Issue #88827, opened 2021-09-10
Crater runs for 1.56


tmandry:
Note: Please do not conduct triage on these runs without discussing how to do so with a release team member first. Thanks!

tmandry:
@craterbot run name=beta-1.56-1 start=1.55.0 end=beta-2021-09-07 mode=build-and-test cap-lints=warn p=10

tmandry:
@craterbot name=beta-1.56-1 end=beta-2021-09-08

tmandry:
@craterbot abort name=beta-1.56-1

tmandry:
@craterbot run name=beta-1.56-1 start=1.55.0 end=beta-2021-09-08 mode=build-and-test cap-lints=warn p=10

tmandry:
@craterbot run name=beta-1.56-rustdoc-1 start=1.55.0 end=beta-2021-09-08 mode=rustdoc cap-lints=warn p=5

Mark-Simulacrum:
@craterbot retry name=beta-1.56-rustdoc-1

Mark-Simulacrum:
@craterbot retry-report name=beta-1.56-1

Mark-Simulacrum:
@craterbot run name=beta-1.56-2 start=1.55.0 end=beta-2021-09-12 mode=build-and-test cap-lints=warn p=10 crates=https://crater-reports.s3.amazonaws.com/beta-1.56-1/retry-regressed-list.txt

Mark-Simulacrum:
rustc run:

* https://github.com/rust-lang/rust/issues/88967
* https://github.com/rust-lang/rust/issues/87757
# # # # # # #
- [EXERCISE REQUIREMENTS] Write the material out exactly, with nothing left out.

- [PROBLEM SOLUTION]
Issue #88827, opened 2021-09-10
Crater runs for 1.56


tmandry:
Note: Please do not conduct triage on these runs without discussing how to do so with a release team member first. Thanks!

tmandry:
@craterbot run name=beta-1.56-1 start=1.55.0 end=beta-2021-09-07 mode=build-and-test cap-lints=warn p=10

tmandry:
@craterbot name=beta-1.56-1 end=beta-2021-09-08

tmandry:
@craterbot abort name=beta-1.56-1

tmandry:
@craterbot run name=beta-1.56-1 start=1.55.0 end=beta-2021-09-08 mode=build-and-test cap-lints=warn p=10

tmandry:
@craterbot run name=beta-1.56-rustdoc-1 start=1.55.0 end=beta-2021-09-08 mode=rustdoc cap-lints=warn p=5

Mark-Simulacrum:
@craterbot retry name=beta-1.56-rustdoc-1

Mark-Simulacrum:
@craterbot retry-report name=beta-1.56-1

Mark-Simulacrum:
@craterbot run name=beta-1.56-2 start=1.55.0 end=beta-2021-09-12 mode=build-and-test cap-lints=warn p=10 crates=https://crater-reports.s3.amazonaws.com/beta-1.56-1/retry-regressed-list.txt

Mark-Simulacrum:
rustc run:

* https://github.com/rust-lang/rust/issues/88967
* https://github.com/rust-lang/rust/issues/87757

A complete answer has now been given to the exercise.